P_{ertur_1}≥P_{ertur_2}≥P_{ertur_3}≥…≥P_{ertur_N}

when P is present_{ertur_i－}P_{ertur_j}When the capacitance and voltage disturbance quantity of the sub-modules in the same bridge arm is less than or equal to 0, the sequencing rule is as follows:

P_{ertur_1}≤P_{ertur_2}≤P_{ertur_3}≤…≤P_{ertur_N}。

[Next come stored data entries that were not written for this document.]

PR #40, opened 2018-10-17
Don't require doxygen if not building docs

acowley:


adityaatluri:
LGTM. Thank you for the contribution

PR #41, opened 2018-10-17
Make unit tests optional and runnable from top build directory

acowley:
- Lets one use `make test` in the top build directory to run the
unit tests.

- Makes it possible to use a system installation of googletest.


adityaatluri:
Hi,
I am planning to decouple tests cmake from build cmake. Let me know if you can update PR with that change, else I'll make the changes.

acowley:
I'm just looking at adapting this to your changes, and I have a question: would it be okay to rename the `inc` directory to `include` in this repository? The reason is that I'd like to run the tests before installing the packaging, so I'd like to set `RCCL_DIR` to the source directory so that the header is found. I can always symlink `include` to `inc` in my build script, but I'm wondering if you'd be open to just renaming the directory.

acowley:
I've updated the PR to work with current master.

acowley:
Hi @adityaatluri, do things look okay with the PR now?

adityaatluri:
> I'm just looking at adapting this to your changes, and I have a question: would it be okay to rename the `inc` directory to `include` in this repository? The reason is that I'd like to run the tests before installing the packaging, so I'd like to set `RCCL_DIR` to the source directory so that the header is found. I can always symlink `include` to `inc` in my build script, but I'm wondering if you'd be open to just renaming the directory.

Sure. Renaming works better. But, some of the code in `src` directory should be changed too.

PR #48, opened 2018-11-09
version information moved to rccl-version.h

jeffdaily:


jeffdaily:
This PR is no longer required; I was able to find an alternative for integration with tensorflow.

PR #51, opened 2018-11-14
add reduce scatter support

wenkaidu:
```bash
$ build/reduce_scatter_perf -b 32 -e 128M -f 2 -g 4
nThread 1 nGpus 4 minBytes 32 maxBytes 134217728 step: 2(factor) warmup iters: 5 iters: 20 validation: 1 
# RCCL Tests compiled with RCCL 1.0
# Using devices
#   Rank  0 on prj47-rack-05 device  0 [0x23] Device 6860
#   Rank  1 on prj47-rack-05 device  1 [0x26] Device 6860
#   Rank  2 on prj47-rack-05 device  2 [0x63] Device 6860
#   Rank  3 on prj47-rack-05 device  3 [0x66] Device 6860

#                                                 out-of-place                    in-place
#      bytes             N    type      op    time  algbw  busbw      res     time  algbw  busbw      res
          32             2   float     sum    0.079   0.00   0.00    1e-07    0.082   0.00   0.00    2e-07
          64             4   float     sum    0.152   0.00   0.00    2e-07    0.152   0.00   0.00    2e-07
         128             8   float     sum    0.151   0.00   0.00    2e-07    0.152   0.00   0.00    2e-07
         256            16   float     sum    0.153   0.00   0.00    2e-07    0.152   0.00   0.00    2e-07
         512            32   float     sum    0.168   0.00   0.00    5e-07    0.150   0.00   0.00    2e-07
        1024            64   float     sum    0.148   0.01   0.01    5e-07    0.150   0.01   0.01    2e-07
        2048           128   float     sum    0.150   0.01   0.01    5e-07    0.150   0.01   0.01    5e-07
        4096           256   float     sum    0.150   0.02   0.02    5e-07    0.150   0.02   0.02    5e-07
        8192           512   float     sum    0.149   0.04   0.04    5e-07    0.150   0.04   0.04    5e-07
       16384          1024   float     sum    0.149   0.08   0.08    5e-07    0.149   0.08   0.08    5e-07
       32768          2048   float     sum    0.151   0.16   0.16    5e-07    0.151   0.16   0.16    5e-07
       65536          4096   float     sum    0.150   0.33   0.33    5e-07    0.151   0.33   0.33    5e-07
      131072          8192   float     sum    0.150   0.65   0.65    5e-07    0.152   0.65   0.65    5e-07
      262144         16384   float     sum    0.152   1.29   1.29    5e-07    0.165   1.19   1.19    5e-07
      524288         32768   float     sum    0.196   2.00   2.00    5e-07    0.195   2.02   2.02    5e-07
     1048576         65536   float     sum    0.314   2.50   2.50    5e-07    0.315   2.49   2.49    5e-07
     2097152        131072   float     sum    0.538   2.92   2.92    5e-07    0.548   2.87   2.87    5e-07
     4194304        262144   float     sum    0.982   3.20   3.20    5e-07    0.981   3.21   3.21    5e-07
     8388608        524288   float     sum    1.929   3.26   3.26    5e-07    1.865   3.37   3.37    5e-07
    16777216       1048576   float     sum    3.623   3.47   3.47    5e-07    3.639   3.46   3.46    5e-07
    33554432       2097152   float     sum    8.897   2.83   2.83    5e-07    7.148   3.52   3.52    5e-07
    67108864       4194304   float     sum   14.176   3.55   3.55    5e-07   14.653   3.43   3.43    5e-07
   134217728       8388608   float     sum   29.826   3.38   3.38    5e-07   28.667   3.51   3.51    5e-07
 Out of bounds values : 0 OK
 Avg bus bandwidth    : 1.30644
```

### DIFF
--- a/inc/rccl.h
+++ b/inc/rccl.h
@@ -190,16 +190,16 @@ rcclResult_t rcclReduce(const void* sendbuff, void* recvbuff, int count,
 rcclResult_t rcclAllGather(const void* sendbuff, int count, rcclDataType_t datatype,
                             void* recvbuff, rcclComm_t comm, hipStream_t stream);
 
-//! Does reduction op on sendbuff on all gpus and scatter the result to all gpus
-//! on recvbuff Reduction op (rcclRedOp_t) is done on data (of data type
-//! rcclDataType_t) in sendbuff of length = count on all gpus and stored in
-//! recvbuff on all gpus. The operation is launched on the stream provided. To
-//! do in-place reduce scatter, pass in same pointers to recvbuff and sendbuff (
-//! in-place all-reduce, sendbuff = recvbuff)
+//! Does reduction op on sendbuff on all gpus and scatter the result to all gpus'
+//! recvbuff. Reduction op (rcclRedOp_t) is done on data (of data type
+//! rcclDataType_t) in sendbuff of length = recvcount*num_gpus on all gpus and
+//! stored in recvbuff with length = recvcount on all gpus. The operation is
+//! launched on the stream provided. To do in-place reduce scatter, pass in
+//! same pointers to recvbuff and sendbuff (sendbuff = recvbuff)
 
 //! \param [in] sendbuff Source buffer
 //! \param [in] recvbuff Destination buffer
-//! \param [in] count Number of elements in buffer
+//! \param [in] recvcount Number of elements in receive buffer
 //! \param [in] datatype Data type of buffers
 //! \param [in] op Reduction operation on buffers
 //! \param [in] comm Communicator for current gpu
--- a/inc/rccl.h
+++ b/inc/rccl.h
@@ -190,6 +190,23 @@ rcclResult_t rcclReduce(const void* sendbuff, void* recvbuff, int count,
 rcclResult_t rcclAllGather(const void* sendbuff, int count, rcclDataType_t datatype,
                             void* recvbuff, rcclComm_t comm, hipStream_t stream);
 
+//! Does reduction op on sendbuff on all gpus and scatter the result to all gpus
+//! on recvbuff Reduction op (rcclRedOp_t) is done on data (of data type
+//! rcclDataType_t) in sendbuff of length = count on all gpus and stored in
+//! recvbuff on all gpus. The operation is launched on the stream provided. To
+//! do in-place reduce scatter, pass in same pointers to recvbuff and sendbuff (
+//! in-place all-reduce, sendbuff = recvbuff)
+
+//! \param [in] sendbuff Source buffer
+//! \param [in] recvbuff Destination buffer
+//! \param [in] count Number of elements in buffer
+//! \param [in] datatype Data type of buffers
+//! \param [in] op Reduction operation on buffers
+//! \param [in] comm Communicator for current gpu
+//! \param [in] stream HIP stream the op launches on
+rcclResult_t rcclReduceScatter(const void* sendbuff, void* recvbuff, int recvcount,
+                           rcclDataType_t datatype, rcclRedOp_t op,
+                           rcclComm_t comm, hipStream_t stream);
 #ifdef __cplusplus
 }  // end extern "C"
 #endif
--- a/src/rcclReduceScatter.cpp
+++ b/src/rcclReduceScatter.cpp
@@ -1,0 +1,313 @@
+/*
+Copyright (c) 2017 - Present Advanced Micro Devices, Inc.
+All rights reserved.
+*/
+
+/**
+ * @file rcclReduceScatter.cpp
+ * @brief rccl library implementation of rcclReduceScatter API
+ *
+ * This file contains implementation of rcclReduceScatter API.
+ *
+ */
+
+#include "rcclDataTypes.h"
+#include "rcclHelper.h"
+#include "rcclSetKernels.h"
+#include "rcclTracker.h"
+
+#include "rcclScalarReduceScatterRuntime.h"
+
+#include <string>
+#include <unordered_map>
+
+extern std::unordered_map<int, std::string> umap_red_op;
+extern std::unordered_map<int, std::string> umap_datatype;
+
+extern int RCCL_TRACE_RT;
+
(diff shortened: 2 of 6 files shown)


jedwards-AMD:
LGTM

inc/rccl.h
```diff
@@ -190,6 +190,23 @@ rcclResult_t rcclReduce(const void* sendbuff, void* recvbuff, int count,
 rcclResult_t rcclAllGather(const void* sendbuff, int count, rcclDataType_t datatype,
                             void* recvbuff, rcclComm_t comm, hipStream_t stream);
 
+//! Does reduction op on sendbuff on all gpus and scatter the result to all gpus
```
gilbertlee-amd: scatters

src/rcclReduceScatter.cpp
```diff
@@ -0,0 +1,313 @@
+/*
+Copyright (c) 2017 - Present Advanced Micro Devices, Inc.
```
gilbertlee-amd: 2018

src/rcclReduceScatter.cpp
```diff
@@ -0,0 +1,313 @@
...
+                stream, API_COLOR_END);
+    }
+
+    //! Check if buffer pointers are not null
+    if (sendbuff == nullptr || recvbuff == nullptr) {
+        return rcclInvalidDevicePointer;
+    }
+
+    //! Check if data type of buffers is valid or not
+    if (datatype >= rccl_NUM_TYPES) {
```
gilbertlee-amd: This check could fail if the passed in datatype was a negative number.   Do you need/want to check for that case too?  This assumes that the enumeration starts at 0.

src/rcclReduceScatter.cpp
```diff
@@ -0,0 +1,313 @@
...
+        return rcclInvalidType;
+    }
+
+    //! Check if op is valid or not
+    if (op >= rccl_NUM_OPS) {
```
gilbertlee-amd: Same issue as above.

jeffdaily: It might be worth filing a separate issue to fix all these checks.  I'm assuming this code was copy-and-pasted and modified based on the other implemented functions so these checks would appear elsewhere, as well.

src/rcclReduceScatter.cpp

optionally, the step of sequencing the capacitor voltages of the sub-modules in the cascaded converter according to the capacitor voltages obtained by parameter sampling calculation of the sub-modules in the cascaded converter includes:

for u is paired_{c1_sam}、u_{c2_sam}、…、u_{cN_sam}Performing ascending or descending arrangement; wherein u is_{c1_sam}For the value of the sampled capacitive voltage of the 1 st submodule, u_{c2_sam}The value of the capacitor voltage sample u for the 2 nd submodule_{cN_sam}And sampling the capacitance voltage of the Nth sub-module, wherein subscripts 1, 2, … and N are serial numbers of the sub-modules.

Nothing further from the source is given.